====== Given information ======

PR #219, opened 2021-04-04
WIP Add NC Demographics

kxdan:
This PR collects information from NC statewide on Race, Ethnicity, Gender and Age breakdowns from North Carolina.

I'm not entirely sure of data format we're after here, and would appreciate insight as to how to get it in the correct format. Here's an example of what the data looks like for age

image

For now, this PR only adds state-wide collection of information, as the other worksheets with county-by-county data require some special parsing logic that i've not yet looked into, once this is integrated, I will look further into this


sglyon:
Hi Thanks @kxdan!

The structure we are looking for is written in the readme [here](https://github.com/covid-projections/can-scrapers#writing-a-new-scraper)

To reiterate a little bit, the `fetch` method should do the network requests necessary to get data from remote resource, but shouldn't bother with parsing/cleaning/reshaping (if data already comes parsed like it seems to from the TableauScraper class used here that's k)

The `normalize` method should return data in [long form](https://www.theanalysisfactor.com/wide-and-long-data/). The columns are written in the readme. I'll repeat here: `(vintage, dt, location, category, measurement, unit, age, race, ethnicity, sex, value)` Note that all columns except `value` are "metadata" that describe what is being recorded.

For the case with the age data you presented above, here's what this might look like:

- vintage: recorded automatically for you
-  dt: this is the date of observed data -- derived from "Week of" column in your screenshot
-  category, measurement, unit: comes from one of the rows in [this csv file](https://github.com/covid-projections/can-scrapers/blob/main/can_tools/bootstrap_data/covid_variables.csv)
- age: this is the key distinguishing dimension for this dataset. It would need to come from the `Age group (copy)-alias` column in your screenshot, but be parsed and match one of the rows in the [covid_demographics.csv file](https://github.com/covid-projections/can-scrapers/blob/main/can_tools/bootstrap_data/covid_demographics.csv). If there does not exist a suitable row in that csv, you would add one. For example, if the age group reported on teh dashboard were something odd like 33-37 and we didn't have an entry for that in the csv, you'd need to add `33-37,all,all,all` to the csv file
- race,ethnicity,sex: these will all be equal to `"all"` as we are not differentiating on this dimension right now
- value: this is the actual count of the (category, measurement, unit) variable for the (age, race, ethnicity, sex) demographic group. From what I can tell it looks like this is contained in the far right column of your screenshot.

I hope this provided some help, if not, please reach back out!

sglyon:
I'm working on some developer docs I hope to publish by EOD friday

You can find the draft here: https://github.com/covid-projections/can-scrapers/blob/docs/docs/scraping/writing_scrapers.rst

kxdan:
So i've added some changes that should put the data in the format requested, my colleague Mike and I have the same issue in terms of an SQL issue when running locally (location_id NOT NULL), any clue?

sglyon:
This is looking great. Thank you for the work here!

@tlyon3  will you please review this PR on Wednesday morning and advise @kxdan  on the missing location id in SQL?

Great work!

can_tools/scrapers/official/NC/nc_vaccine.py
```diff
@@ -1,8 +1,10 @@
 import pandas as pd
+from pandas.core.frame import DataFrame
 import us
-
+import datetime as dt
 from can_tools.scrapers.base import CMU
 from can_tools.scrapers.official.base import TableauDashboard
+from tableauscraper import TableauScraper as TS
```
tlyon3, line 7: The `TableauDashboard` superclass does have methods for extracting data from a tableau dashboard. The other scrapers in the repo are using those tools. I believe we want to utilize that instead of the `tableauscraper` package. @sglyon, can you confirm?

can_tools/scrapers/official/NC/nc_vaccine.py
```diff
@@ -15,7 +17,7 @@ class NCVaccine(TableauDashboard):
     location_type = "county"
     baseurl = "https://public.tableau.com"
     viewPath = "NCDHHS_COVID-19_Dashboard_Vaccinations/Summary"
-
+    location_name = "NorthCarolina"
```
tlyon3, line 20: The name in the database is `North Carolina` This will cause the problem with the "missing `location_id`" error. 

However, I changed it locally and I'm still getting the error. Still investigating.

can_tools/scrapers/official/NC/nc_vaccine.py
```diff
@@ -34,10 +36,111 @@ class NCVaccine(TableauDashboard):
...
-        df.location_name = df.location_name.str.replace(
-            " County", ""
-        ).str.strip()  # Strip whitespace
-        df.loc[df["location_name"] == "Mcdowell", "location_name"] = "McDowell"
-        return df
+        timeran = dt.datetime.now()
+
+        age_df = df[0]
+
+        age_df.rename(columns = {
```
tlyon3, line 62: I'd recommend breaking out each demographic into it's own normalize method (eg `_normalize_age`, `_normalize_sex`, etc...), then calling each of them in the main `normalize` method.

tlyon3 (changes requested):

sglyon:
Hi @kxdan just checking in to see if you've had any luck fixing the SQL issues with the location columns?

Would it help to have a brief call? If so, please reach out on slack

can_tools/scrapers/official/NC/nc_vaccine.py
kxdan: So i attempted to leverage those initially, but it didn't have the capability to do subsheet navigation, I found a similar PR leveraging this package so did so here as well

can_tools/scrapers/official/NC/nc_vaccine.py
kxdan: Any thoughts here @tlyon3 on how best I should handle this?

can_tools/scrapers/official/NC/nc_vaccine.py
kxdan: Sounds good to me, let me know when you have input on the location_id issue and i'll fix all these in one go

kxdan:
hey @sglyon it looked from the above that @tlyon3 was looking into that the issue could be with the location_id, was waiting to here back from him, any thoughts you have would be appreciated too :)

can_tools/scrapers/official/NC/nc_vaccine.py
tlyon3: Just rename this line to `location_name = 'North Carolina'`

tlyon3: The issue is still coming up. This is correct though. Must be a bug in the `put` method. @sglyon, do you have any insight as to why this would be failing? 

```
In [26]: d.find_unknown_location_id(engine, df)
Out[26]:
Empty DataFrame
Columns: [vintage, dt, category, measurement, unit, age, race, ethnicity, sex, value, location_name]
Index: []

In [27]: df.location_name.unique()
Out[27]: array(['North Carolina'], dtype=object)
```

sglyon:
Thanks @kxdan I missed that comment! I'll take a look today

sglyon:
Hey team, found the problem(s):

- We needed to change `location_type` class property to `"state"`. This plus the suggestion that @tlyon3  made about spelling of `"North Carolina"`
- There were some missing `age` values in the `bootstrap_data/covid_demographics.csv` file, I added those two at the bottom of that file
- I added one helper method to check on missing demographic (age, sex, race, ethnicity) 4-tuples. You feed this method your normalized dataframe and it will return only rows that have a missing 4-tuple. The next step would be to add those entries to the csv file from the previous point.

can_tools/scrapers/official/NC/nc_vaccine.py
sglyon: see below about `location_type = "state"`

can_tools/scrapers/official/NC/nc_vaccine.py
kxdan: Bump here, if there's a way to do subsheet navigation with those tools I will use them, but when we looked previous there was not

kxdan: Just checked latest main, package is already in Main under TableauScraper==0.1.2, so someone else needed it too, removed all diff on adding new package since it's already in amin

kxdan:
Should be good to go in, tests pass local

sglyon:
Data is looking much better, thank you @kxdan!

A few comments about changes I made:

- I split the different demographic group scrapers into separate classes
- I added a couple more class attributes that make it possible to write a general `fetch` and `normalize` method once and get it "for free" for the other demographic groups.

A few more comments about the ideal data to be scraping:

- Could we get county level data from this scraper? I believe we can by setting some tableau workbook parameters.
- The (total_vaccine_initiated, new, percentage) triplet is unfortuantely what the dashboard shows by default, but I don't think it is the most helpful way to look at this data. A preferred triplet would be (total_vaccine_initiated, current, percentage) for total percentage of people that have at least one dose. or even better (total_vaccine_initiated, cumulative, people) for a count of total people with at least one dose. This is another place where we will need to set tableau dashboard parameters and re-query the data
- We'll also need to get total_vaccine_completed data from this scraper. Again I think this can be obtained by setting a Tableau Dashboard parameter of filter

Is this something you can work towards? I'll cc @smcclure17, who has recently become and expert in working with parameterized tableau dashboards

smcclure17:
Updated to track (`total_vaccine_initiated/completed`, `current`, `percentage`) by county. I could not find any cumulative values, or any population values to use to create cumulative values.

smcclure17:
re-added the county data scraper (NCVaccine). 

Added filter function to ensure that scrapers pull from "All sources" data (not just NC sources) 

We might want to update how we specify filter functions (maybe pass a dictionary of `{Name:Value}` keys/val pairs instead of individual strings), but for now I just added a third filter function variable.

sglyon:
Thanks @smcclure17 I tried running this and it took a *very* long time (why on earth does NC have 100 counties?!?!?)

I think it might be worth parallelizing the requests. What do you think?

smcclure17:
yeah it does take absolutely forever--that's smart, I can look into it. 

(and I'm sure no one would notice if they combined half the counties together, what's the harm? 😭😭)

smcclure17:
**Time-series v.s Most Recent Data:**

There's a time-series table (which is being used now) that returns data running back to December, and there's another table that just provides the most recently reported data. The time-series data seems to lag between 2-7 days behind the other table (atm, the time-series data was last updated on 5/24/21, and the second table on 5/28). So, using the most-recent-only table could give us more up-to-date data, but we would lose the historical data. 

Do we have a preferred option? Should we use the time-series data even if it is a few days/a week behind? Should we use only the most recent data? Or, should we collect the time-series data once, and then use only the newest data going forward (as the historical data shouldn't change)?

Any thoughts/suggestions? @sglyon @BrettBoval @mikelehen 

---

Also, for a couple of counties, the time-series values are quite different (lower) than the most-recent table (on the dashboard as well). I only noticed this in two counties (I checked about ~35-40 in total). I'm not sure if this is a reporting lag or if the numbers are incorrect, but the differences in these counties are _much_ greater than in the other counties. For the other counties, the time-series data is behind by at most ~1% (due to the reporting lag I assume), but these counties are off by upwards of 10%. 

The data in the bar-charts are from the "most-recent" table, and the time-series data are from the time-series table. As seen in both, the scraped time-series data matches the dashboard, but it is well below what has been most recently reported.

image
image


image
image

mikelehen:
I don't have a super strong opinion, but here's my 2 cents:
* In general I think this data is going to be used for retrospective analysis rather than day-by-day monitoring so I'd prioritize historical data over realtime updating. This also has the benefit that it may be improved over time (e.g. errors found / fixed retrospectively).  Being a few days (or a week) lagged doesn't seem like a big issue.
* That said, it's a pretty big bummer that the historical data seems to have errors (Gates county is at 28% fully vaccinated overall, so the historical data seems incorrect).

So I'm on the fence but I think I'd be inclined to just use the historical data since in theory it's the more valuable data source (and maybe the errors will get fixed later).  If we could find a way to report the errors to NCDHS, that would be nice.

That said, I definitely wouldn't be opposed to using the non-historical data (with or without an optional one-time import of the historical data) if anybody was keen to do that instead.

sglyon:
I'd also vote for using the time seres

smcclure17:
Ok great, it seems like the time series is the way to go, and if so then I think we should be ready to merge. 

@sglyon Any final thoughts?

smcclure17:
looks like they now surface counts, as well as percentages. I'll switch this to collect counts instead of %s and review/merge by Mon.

======
====== Given information ======

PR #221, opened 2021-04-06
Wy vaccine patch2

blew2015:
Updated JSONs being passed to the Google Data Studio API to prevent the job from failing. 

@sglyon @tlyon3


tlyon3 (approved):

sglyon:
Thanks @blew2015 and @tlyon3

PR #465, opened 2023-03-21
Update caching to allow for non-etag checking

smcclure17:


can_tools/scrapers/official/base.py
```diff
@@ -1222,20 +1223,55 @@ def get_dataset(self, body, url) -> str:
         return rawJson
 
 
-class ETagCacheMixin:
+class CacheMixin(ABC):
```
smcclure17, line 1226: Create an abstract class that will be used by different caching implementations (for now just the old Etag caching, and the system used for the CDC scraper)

======

# What the task asks:
A verbatim transcription is needed of the lines above, starting at the line with "Thanks @kxdan I" and ending at the line with "- Could we get", both included, and of nothing else.

# Your response:
Thanks @kxdan I missed that comment! I'll take a look today

sglyon:
Hey team, found the problem(s):

- We needed to change `location_type` class property to `"state"`. This plus the suggestion that @tlyon3  made about spelling of `"North Carolina"`
- There were some missing `age` values in the `bootstrap_data/covid_demographics.csv` file, I added those two at the bottom of that file
- I added one helper method to check on missing demographic (age, sex, race, ethnicity) 4-tuples. You feed this method your normalized dataframe and it will return only rows that have a missing 4-tuple. The next step would be to add those entries to the csv file from the previous point.

can_tools/scrapers/official/NC/nc_vaccine.py
sglyon: see below about `location_type = "state"`

can_tools/scrapers/official/NC/nc_vaccine.py
kxdan: Bump here, if there's a way to do subsheet navigation with those tools I will use them, but when we looked previous there was not

kxdan: Just checked latest main, package is already in Main under TableauScraper==0.1.2, so someone else needed it too, removed all diff on adding new package since it's already in amin

kxdan:
Should be good to go in, tests pass local

sglyon:
Data is looking much better, thank you @kxdan!

A few comments about changes I made:

- I split the different demographic group scrapers into separate classes
- I added a couple more class attributes that make it possible to write a general `fetch` and `normalize` method once and get it "for free" for the other demographic groups.

A few more comments about the ideal data to be scraping:

- Could we get county level data from this scraper? I believe we can by setting some tableau workbook parameters.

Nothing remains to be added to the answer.